(Data items)
Issue #737, opened 2026-08-07
auth_monitor records the wrong reason for every initData rejection


chrisrogers37:
Split out of #580 so a bounds fix does not also change what a shared auth chokepoint reports.

## What happens

`_validate_auth` (`src/api/routes/onboarding/helpers.py:35-43`) is a fallback cascade:

```python
try:
    return validate_init_data(init_data)
except ValueError:                      # <-- bare, not bound
    try:
        return validate_url_token(init_data)
    except ValueError as e:
        auth_monitor.record_failure(ip, str(e))
        raise HTTPException(status_code=401, detail=str(e))
```

The initData failure reason is discarded. Execution falls through to `validate_url_token`, which splits on `:` — and a real initData querystring URL-encodes its colons as `%3A`, so it fails at `len(parts) != 4` with `"Invalid token format"` before reaching any check that could describe the real problem.

**Only the second exception is ever recorded.** Every initData rejection — bad signature, expired, future-dated, wrong bot token — reaches `auth_monitor` and the client as `"Invalid token format"`.

Measured against the #580 branch:

```
INITDATA_RAISES: 'initData auth_date is in the future'
AUTH_MONITOR_ACTUALLY_RECORDS: 'Invalid token format'
```

## Why it is worth fixing

This is a **diagnosis** gap, not a security gap — the credential is correctly rejected either way, and nothing here widens access.

But it defeats the signal at the moment it is most wanted. During a genuine Telegram clock-skew event, the monitor logs a burst of `"Invalid token format"`, which is exactly what ordinary scanner and junk traffic looks like. The one message that would name the cause is the one that gets thrown away. The same applies to a bad-signature burst, which is what a leaked-token probe would look like.

## Why it was not fixed in #580

`_validate_auth` fronts roughly 37 onboarding routes, and the recorded string is also the 401 `detail` every client sees. Changing it means deciding how to represent "both credential formats failed" — record both, or pick by the shape of the input — and that is a real design call on a security-sensitive chokepoint, not a rider on a bounds fix.

## Sketch

Record the initData failure before falling through, or carry both reasons into the failure record. Worth deciding whether the 401 `detail` returned to the client should stay deliberately vague while `auth_monitor` gets the specific reason — the current coupling means the diagnostic string and the client-facing string cannot differ.

PR #799, opened 2026-08-13
security(api): gate service-health on the system admin role (#667)

chrisrogers37:
Closes #667. Lane 4, PR 1 of 3 (#667 → #737 → #760).

## The gap

`GET /analytics/service-health` returns **deployment-wide** operational telemetry, and authentication was the entire gate — so any authenticated tenant user could read the whole system's health. The payload carries no tenant rows, so this is an **authorization** gap rather than a data leak, but a tenant has no business reading the deployment's health.

## The gate

`users.role` — the system-level role — resolved through `MembershipService`, the authorization door this layer already uses, so API glue still never reaches across the repository layer.

**Deliberately *not* `UserChatMembership.instance_role`.** The two are separate columns precisely so the distinction survives: `instance_role` makes someone an owner of *their own* instance, which is not operator authority over the deployment. Accepting it here would re-open the endpoint one tenant at a time. This is pinned by its own test at both the service and route layer, because every other assertion in the PR passes either way.

`is_system_admin` is fail-closed on the same terms as the existing `is_active_member`: absent user id, unknown user, deactivated user, or any non-admin role returns `False`. It refuses a **deactivated admin** too — otherwise the role outlives the account, and deactivating a departed operator would revoke nothing on any admin-gated route.

Role names became constants beside the schema that constrains them (`ROLE_ADMIN` / `ROLE_MEMBER` in `src/models/user.py`, next to the `check_user_role` CHECK admitting exactly those two) rather than a string literal inside the gate.

## Verification

**Mutation-proven, three ways.** Each mutation was asserted to have actually changed the file before the run.

| Mutation | Tests reddened |
|---|---|
| Ungate the route (back to `_validate_auth`) | exactly the 2 route-level refusal tests |
| Drop the `is_active` conjunct | exactly `test_a_deactivated_admin_is_not` |
| Drop the role comparison | exactly `test_a_member_is_not` + `test_an_instance_role_is_not_a_system_role` |

**The route-level tests are the load-bearing ones.** The helper can be entirely correct while the route is still ungated; only calling the endpoint proves the gate is attached to it. They also assert `DashboardService` is never constructed on the refusal path — the telemetry must not be built before the gate runs.

One trap worth naming: the autouse `_authorize_membership_by_default` fixture returns a Mock whose every attribute is truthy, so `is_system_admin` is set **explicitly in both directions** in every route test. Left unset, the allow-case would pass with no gate existing at all.

**Suite:** `2099 passed, 8 skipped` (`tests/src -m unit`), rc 0, zero failures. Changed files clean under `ruff check` and `ruff format --check`.

**No caller is affected:** no frontend source references this route (grep across the Mini App sources returns nothing), so gating it breaks no user-facing surface.

## Disclosed

One transient `1 error` appeared in a single combined mutation run and did **not** reproduce across two subsequent runs of the identical command (both `2 failed, 82 passed`, no error). I am not asserting a cause. The mutation verdict is unaffected — the kill signature was identical in every run.


chrisrogers37 (commented):
**Approve**

Time-boxed per ari's hard deadline (15:15 EDT) — prioritized the thing that can only be established by running it, named what I did not get to below.

**Item 1 — the refuse path, run myself, not read.** Reverse-applied just the `dashboard.py` route hunk in a worktree at the PR head SHA (1071c97), ungating the route back to `_validate_auth`. Ran the route-level class: exactly `test_an_authenticated_non_admin_is_refused` and `test_instance_membership_does_not_admit` go red, `test_a_system_admin_is_allowed` stays green — matches the PR's claimed mutation table exactly. This is the actual security property (gate is attached to the route), confirmed by execution.

**Item 2 — fail-closed.** `is_system_admin` is `bool(user and user.is_active and user.role == ROLE_ADMIN)` — none of {missing user_id, unknown user, deactivated user, non-admin role, instance-role-not-system-role} can fall through to `True`; there's no default-permissive branch. Verified by direct code reading (simple boolean chain, not the branchier shape #627 had) plus the baseline run: all 6 fail-closed-shaped unit tests pass as-authored (`test_a_member_is_not`, `test_a_deactivated_admin_is_not`, `test_an_unknown_user_is_not`, `test_an_absent_user_id_is_not`, `test_an_instance_role_is_not_a_system_role`, `test_an_admin_is_an_admin`). Did **not** mutation-test this one myself (time) — trusting the PR's claimed per-conjunct mutation table (drop `is_active` → only the deactivated-admin test reddens; drop the role comparison → only the two role-confusion tests redden) rather than reproducing it.

**CI, per-SHA:** all 6 checks (Test, Lint, Security Scan, GitGuardian, Changelog, Vercel) `success` on `1071c976038557d084b49f2c8203fd792734124c`, queried directly against that SHA.

**Named gaps, not silently skipped:**
- Mutation 2 and 3 (the `is_active` / role-comparison conjuncts) not independently reproduced — code + passing tests only.
- Did not check the other two route(s) mentioned only in passing (`test_a_system_admin_is_allowed`'s admin-path plumbing) beyond confirming it stays green under the mutation.
- Did not verify the "no frontend caller" grep claim independently.
- Did not re-run the full suite (2099 tests) myself.
- #799/#800 file-overlap question — not re-derived, per explicit instruction that it's already settled (`git merge-tree` clean).

Comment-only — same-identity blocks native Approve on this account.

**Task details:**
Every line above that includes "opened" counts toward one total; give that total by itself.

**Response to the task:**
2